- Work task -
In the lines below, look for "only". Copy each line where it appears.

- Provided records -

PR #4322, opened 2015-10-07

whopper:
query packages.

### DIFF
--- a/lib/puppet/provider/package/rpm.rb
+++ b/lib/puppet/provider/package/rpm.rb
@@ -281,6 +281,7 @@ Puppet::Type.type(:package).provide :rpm, :source => :rpm, :parent => Puppet::Pr
       self::NEVRA_FIELDS.zip(match.captures) { |f, v| hash[f] = v }
       hash[:provider] = self.name
       hash[:ensure] = "#{hash[:version]}-#{hash[:release]}"
+      hash[:ensure].prepend("#{hash[:epoch]}:") if hash[:epoch] != '0'
     else
       Puppet.debug("Failed to match rpm line #{line}")
     end
--- a/spec/unit/provider/package/rpm_spec.rb
+++ b/spec/unit/provider/package/rpm_spec.rb
@@ -12,6 +12,7 @@ describe provider_class do
     chkconfig 0 1.3.30.2 2.el5 x86_64
     myresource 0 1.2.3.4 5.el4 noarch
     mysummaryless 0 1.2.3.4 5.el4 noarch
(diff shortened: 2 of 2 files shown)


whopper:
Retargeted version of https://github.com/puppetlabs/puppet/pull/4285, /cc @joshcooper

whopper:
Comments on the other PR from Josh:

The rpm provider uses [`Puppet::Util::Package.versioncmp`](https://github.com/whopper/puppet/blob/PUP-5025/RPM-epoch/lib/puppet/provider/package/rpm.rb#L142) to compare ensure values, but that method doesn't know how to handle epochs in version strings, such as what we're returning here.

Do we want to update `versioncmp` to handle epochs?

Or implement an `rpmversioncmp` that knows how to handle epochs? Based on http://www.rpm.org/max-rpm-snapshot/s1-rpm-depend-manual-dependencies.html:

>  Epoch is the most significant component of a package's complete version identifier with regards to RPM's version comparison algorithm.

I assume we'd want to first compare epochs, defaulting to epoch 0 if one is not specified. If the epochs are different, then return +/-1. If the epochs are the same, then delegate to the original `versioncmp`?

Assuming epochs are specific to rpms, I think we'd want to do the latter. Thoughts?

whopper:
My reply to Josh's comment:

@joshcooper hm, it looks like the only places the RPM provider uses `versioncmp` is to check the version of RPM itself though, right?

From what I recall, the package that's actually being installed gets it's ensure version compared in the yum provider,  at this method: https://github.com/puppetlabs/puppet/blob/master/lib/puppet/provider/package/yum.rb#L226

From my previous (maybe flawed) understanding, it's the child providers of `rpm` that deal with the epoch. `rug`, for example, says: `# XXX: We don't actually deal with epochs here.` in it's `install` method. `zypper` and `urpmi` also do this. `Yum` seems to be the only provider that does any extensive version comparisons at all, for some reason.

(Also, there actually already is an `rpmvercmp` method, which is pretty gnarly: https://github.com/whopper/puppet/blob/PUP-5025/RPM-epoch/lib/puppet/provider/package/rpm.rb#L182)

Yum is the only thing that uses it, and it passes in pieces of the release string in multiple steps, so the epoch ends up getting sent through it for comparison.

peterhuene:
This makes sense to me.  @joshcooper any feedback left to give?

joshcooper:
Ah, thanks @whopper 

It looks like we call `versioncmp` when trying to figure out if rpm 4.1 is installed. But the current version is extracted from `rpm --version`. If that returned epoch info, then we'd have a problem, but it would be preexisting and unrelated to this issue.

- Exercise output -
@joshcooper hm, it looks like the only places the RPM provider uses `versioncmp` is to check the version of RPM itself though, right?
From my previous (maybe flawed) understanding, it's the child providers of `rpm` that deal with the epoch. `rug`, for example, says: `# XXX: We don't actually deal with epochs here.` in it's `install` method. `zypper` and `urpmi` also do this. `Yum` seems to be the only provider that does any extensive version comparisons at all, for some reason.
Yum is the only thing that uses it, and it passes in pieces of the release string in multiple steps, so the epoch ends up getting sent through it for comparison.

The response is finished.